Table 44 - Commuting time by gender. 2002, employees
% values
  men women   total
less than 15 minutes 28,6% 31,4% 29,9%
15-30 minutes 30,6% 29,0% 29,9%
31-60 minutes 26,7% 20,7% 24,0%
1 to 2 hours 10,0% 17,4% 13,3%
more than 2 hours 4,1% 1,5% 2,9%
  total 55,1% 44,9% 100,0%

Source: our calculations over Isfol Quality of Work Survey 2002

According to the Istat report “I tempi della vita quotidiana”, there is a generalised shift of working time across occupations: less qualified start and end working earlier while 50% managers are still at work at 18:30 while only 25% of unskilled workers are. Self employed show a wider overlapping between working and private times with more transitions from one activity to another.

Table 45 budget time by occupational status, 2002-2003
Hours and minutes
  Care of self and others Working activites commuting Other use
Permanent employee 12:10 7:40 1:00 3:10
Non-permanent employee 12:07 7:07 1:05 3:40
“traditional” self employed 12:00 8:15 1:00 2:45
contract-related self employed 11:25 7:29 1:10 3:56

Source: Istat, 2007

Unpaid working hours (of those in work)

Is there much debate about the impact of time spent on unpaid work in the home, as well as time spent on paid work, on work-life balance, especially between men and women?

Are there pressures for non-paid work to be more recognised, and for the work involved to be shared more evenly between partners?

According to the Istat report “I tempi della vita quotidiana”, working women show a decline in both paid and unpaid work, respectively from 4h36’ (1988-1989) to 4h32’ (2002-2003) and, more markedly, from 4h19’ (1988-1989) to 3h58’(2002-2003). Men report a moderate increase in both work, respectively from 6h1’ (1988-1989) to 6h7’ (2002-2003) and from 1h 3’(1988-1989) to 1h 14’(2002-2003). Thus, gender gap in total working time declines from 1h51’ (1988-1989) to 1h 9’(2002-2003): although the gap in unpaid gap reduced by 30’ and women employment increased, the male breadwinner model still persists. In general (population aged more than 3 years), women report unpaid work for domestic tasks 4h30’, while men 1h28’ only.

Working women with children report 1h36’ more unpaid work than those without children.

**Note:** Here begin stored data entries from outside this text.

PR #17702, opened 2026-09-11
fix(common): treat empty string as array input in ParseArrayPipe

### LINKED ISSUE #17701: ParseArrayPipe throws on an empty string when the pipe is required
## What happens

`ParseArrayPipe` is supposed to turn a CSV string into an array.

If I pass an empty string (`""`) and the pipe is **required** (the default), it throws:

`Validation failed (parsable array expected)`

It never gets to `split`. So I cannot get `[""]` from `""`.

That is wrong. Empty string is still a string. It is not “missing”. Missing should be `undefined` / `null`.

The tests already allow empty pieces inside a longer CSV:

`'1,2.0,3,{},true,null,,'` → last items are `''`.

So a string that is *only* empty should also split, not throw.

`ParseIntPipe` / `ParseBoolPipe` already use `isNil` for “not provided”. This pipe uses `!value`, and `!''` is `true`.

## How I reproduced it

Tiny Node script. I put a breakpoint on the first line of `transform` (`if (!value && !this.options.optional)`).

### 1. Required pipe + empty string → it throws

`value` is `''`. `!value` is `true`. `isNil('')` is `false`. The `if` is `true`, so it throws.

### 2. Required pipe + normal CSV → it does not throw here

Same breakpoint. `value` is `'a,b'`. The `if` is `false`. Then it splits as expected.

### 3. Optional pipe + empty string → it also does not throw here

Same `''`, but `optional: true`. The first `if` is `false`. Then it splits to `['']`.

So only the required + empty-string case is broken. Optional already works.

## Where

`packages/common/pipes/parse-array.pipe.ts` — first check in `transform`.

Seen on `@nestjs/common` 11.1.10 and current `master`.

xia-chao:
## What this fixes

`ParseArrayPipe` treated an empty string as “no value”, because the first check was `!value`.

`!''` is `true`, so a required pipe threw `Validation failed (parsable array expected)` and never called `split`.

Empty string is still a string. “Not provided” should only be `null` / `undefined` (`isNil`), same as the other parse pipes.

A CSV that already has empty pieces is accepted today (`'1,2.0,3,{},true,null,,'`). A string that is only `''` should just become `['']`.

Closes #17701

## What I changed

- First check in `transform`: `isNil(value)` instead of `!value`
- Tests: required and optional empty string both parse to `['']`

## How to check

```bash
npx vitest run packages/common/test/pipes/parse-array.pipe.spec.ts
```

### DIFF
--- a/packages/common/pipes/parse-array.pipe.ts
+++ b/packages/common/pipes/parse-array.pipe.ts
@@ -82,7 +82,7 @@ export class ParseArrayPipe implements PipeTransform {
    * @param metadata contains metadata about the currently processed route argument
    */
   async transform(value: unknown, metadata: ArgumentMetadata): Promise<any> {
-    if (!value && !this.options.optional) {
+    if (isNil(value) && !this.options.optional) {
       throw this.exceptionFactory(VALIDATION_ERROR_MESSAGE);
     } else if (isNil(value) && this.options.optional) {
       return value;
--- a/packages/common/test/pipes/parse-array.pipe.spec.ts
+++ b/packages/common/test/pipes/parse-array.pipe.spec.ts
@@ -36,6 +36,27 @@ describe('ParseArrayPipe', () => {
       });
     });
 
+    describe('when empty string', () => {
+      describe('and optional disabled', () => {
+        it('should parse to a single empty item', async () => {
+          target = new ParseArrayPipe({ optional: false });
+
+          expect(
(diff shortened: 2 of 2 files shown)


javascript-unsafe:
Please review
@kamilmysliwiec

micalevisk (approved):

kamilmysliwiec:
lgtm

1988-1989 and 2002-2003 values (hours and minutes)


Source: Istat, 2007

Composite indicators of weekly working hours

Composite indicators of weekly working hours have been developed for full-time and part-time workers, both male and female, which include time spent in unpaid as well as paid work and time spent commuting. What do you see as the most significant implications of these indicators so far as your country is concerned?

There is no debate over this point amongst stakeholders.